Retype all of the data shown below, keeping every character the same.

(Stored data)
--------

PR #178, opened 2026-07-06
fix(sync): don't invalidate a valid token on a network-blip WS close

Rasbandit:
## Problem

Live sync between devices chronically dies and edits stop propagating; recovery required a full Obsidian/tab reload. Diagnosed from prod Loki + Tempo: a burst of WebSocket `auth rejected` / `reason=signature_error` recurring daily.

--------

◆ Answer to this task:
PR #178, opened 2026-07-06
fix(sync): don't invalidate a valid token on a network-blip WS close

Rasbandit:
## Problem

Live sync between devices chronically dies and edits stop propagating; recovery required a full Obsidian/tab reload. Diagnosed from prod Loki + Tempo: a burst of WebSocket `auth rejected` / `reason=signature_error` recurring daily.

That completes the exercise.